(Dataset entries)
PR #83, opened 2024-11-05
WestMidlands | Danial Bashirzadeh | Module-Structuring-and-Testing-Data | Week 2 exercises ( Sprint 2 )

bashirzadehdanial:
## Learners, PR Template

Self checklist

## Changelist

Briefly explain your PR.

## Questions

### DIFF
--- a/Sprint-2/extend/format-time.js
+++ b/Sprint-2/extend/format-time.js
@@ -3,10 +3,16 @@
 
 function formatAs12HourClock(time) {
   const hours = Number(time.slice(0, 2));
-  if (hours > 12) {
-    return `${hours - 12}:00 pm`;
+
+  if (hours === 0) {
+    return `12:00 am`; // Midnight
+  } else if (hours === 12) {
+    return `12:00 pm`; // Noon 
+  } else if (hours > 12) {
+    return `${hours - 12}:00 pm`; // Afternoon
+  } else {
+    return `${hours}:00 am`; // Morning 
   }
-  return `${time} am`;
 }
 
 const currentOutput = formatAs12HourClock("08:00");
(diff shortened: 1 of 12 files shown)


Sprint-2/extend/format-time.js
```diff
@@ -3,10 +3,16 @@
...
+
+  if (hours === 0) {
+    return `12:00 am`; // Midnight
+  } else if (hours === 12) {
+    return `12:00 pm`; // Noon 
+  } else if (hours > 12) {
+    return `${hours - 12}:00 pm`; // Afternoon
+  } else {
+    return `0${hours}:00 am`; // Morning 
   }
```
YoanHlebarov, line 15: Well done, this works well in the test cases described. Can you think about how we can improve this to handle inputs such as `formatAs12HourClock("7:30")` for example? 
Consider what other ways you might be able to split the string, where you can be certain which part is the hours and which part is the minutes.
Add test to assert that these inputs will be handled correctly.

Sprint-2/implement/bmi.js
YoanHlebarov, line 1: Great job, this works really well. What would happen if the arguments to the function were `weight = -80` and `height = 185`? Can you think about ways you can metigate that, or log out what is/not supported?

Sprint-2/implement/vat.js
YoanHlebarov, line 1: That is good, well done. This works well if the VAT is a decimal number above 1. In most cases people might add VAT as apercentage, for example 20%. Can you think of a way  were we could input something like `priceWithVatCalculation(99, 20);` where the `rate` is 20%?

Sprint-2/extend/format-time.js
bashirzadehdanial: Thank you for the feedback, Yoan! I propose splitting the input string into hours and minutes based on the colon (":") to address your point. I also added some tests to assert that these inputs will be handled correctly.

Sprint-2/implement/bmi.js
bashirzadehdanial: Thank you for the positive feedback! I have added a condition to validate inputs at the top part of the function.

Sprint-2/implement/vat.js
bashirzadehdanial: Thanks for your feedback! I've added a condition to check if the input is with a percentage sign, to handle this scenario as well.

YoanHlebarov (commented):
Nicely done, that looks much better!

** TASK ITEM **
Please copy each line of the entries in which the word "cases" shows up.

** EXPECTED OUTPUT **
YoanHlebarov, line 15: Well done, this works well in the test cases described. Can you think about how we can improve this to handle inputs such as `formatAs12HourClock("7:30")` for example? 
YoanHlebarov, line 1: That is good, well done. This works well if the VAT is a decimal number above 1. In most cases people might add VAT as apercentage, for example 20%. Can you think of a way  were we could input something like `priceWithVatCalculation(99, 20);` where the `rate` is 20%?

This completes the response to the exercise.